Tens of gigabytes of data. An amount that doesn’t quite fit into an Excel spreadsheet but doesn’t warrant the use of big data tools like Hadoop either. PostgreSQL can easily handle this volume. This post is about speeding up the initial import of a large number of rows.
Important settings in postgresql.conf
PostgreSQL’s configuration is by default geared towards reliability rather than speed. But in our scenario, all the data is in CSV files and it won’t matter if something happens to the PostgreSQL database. In the case of data corruption, we can simply re-run the import. By adjusting the following settings the data might be written to disk after a transaction is committed. Relaxing synchronization constraints allows higher data throughput. It’s a good trade-off for one-time import. Make sure you use these only on a server that doesn’t have any other important transactions running.

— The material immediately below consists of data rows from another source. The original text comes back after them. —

PR #85, opened 2019-04-21
Enter key to proceed to next input

k3ntako:
On mobile hitting enter generally brings the user to the next field. 
I think this is important on a mobile device where tapping the next field is difficult/error prone.

Hitting enter while on the last input will submit form.


client/pages/Auth/Join/JoinPage.js
```diff
@@ -93,17 +101,25 @@ class JoinPage extends React.Component {
...
             value={this.state.firstName}
-            onChange={firstName=>this.setState({firstName})}/>
+            onChange={firstName=>this.setState({firstName})}
+            onKeyPress={(ev) => this.listenForEnter(ev, null, this._input2)}/>
           <Input type='text' label="Last Name"
+            ref={ el => { this._input2 = el } }
             value={this.state.lastName}
-            onChange={lastName=>this.setState({lastName})}/>
+            onChange={lastName=>this.setState({lastName})}
+            onKeyPress={(ev) => this.listenForEnter(ev, this._input1, this._input3)}/>
```
mienaikoe: You can make this a wrapper component for `Input` instead of repeating `onKeyPress=...` a bunch of times.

These are the relevant settings in postgresql.conf:
wal_level = minimal
fsync = off
synchronous_commit = off
wal_writer_delay = 2000ms
commit_delay = 100000
It’s recommended to return them back to default values after finishing the import.
Indices slow down imports
Proper indices on a table can help with queries tremendously. Their dark side is that they need to be updated on each insert. For efficiently inserting data in bulk, it’s better to drop indices before the import and recreate them afterward.
COPY instead of INSERT
I was importing data from CSV files with some light preprocessing in Python. pgcopy is a library that takes care of encoding the data in a binary format for the most efficient transfer to the PostgreSQL server. The whole import script looks something like this:
#!/usr/bin/env python3
import csv
from pgcopy import CopyManager
import psycopg2
def tmpfile():
return open('./tmp.tmp', 'wb+', buffering=4096*1024)
def prepare_data(row):
"""Preprocess each row"""
return row
def csv_enumerator(csvfile):
csvreader = csv.reader(
open(csvfile, 'r', buffering=4096*1024), delimiter=';')
for index, row in enumerate(csvreader):
if index > 0:
data = prepare_data(row)
yield data
dbc = psycopg2.connect("host=db port=5432 dbname=mydb user=postgres password=mypwd")
columns = ["name", "surname"]
mgr = CopyManager(dbc, 'my_table', columns)
mgr.copy(csv_enumerator("input.csv"), tmpfile)
dbc.commit()
Thanks to Aryeh Leib Taurog for coming up with this great library.